WHAT THE TASK ASKS ▸ All of the data is to be set down again without alteration.

SOURCE DATA ▸
PR #632, opened 2025-05-19
Use case insensitive compare when looking for JTD stream in ENC metadata

ElektroKill:
Addresses an oversight I made in https://github.com/Washi1337/AsmResolver/pull/557.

RESULT BELOW ▸
PR #632, opened 2025-05-19
Use case insensitive compare when looking for JTD stream in ENC metadata

ElektroKill:
Addresses an oversight I made in https://github.com/Washi1337/AsmResolver/pull/557.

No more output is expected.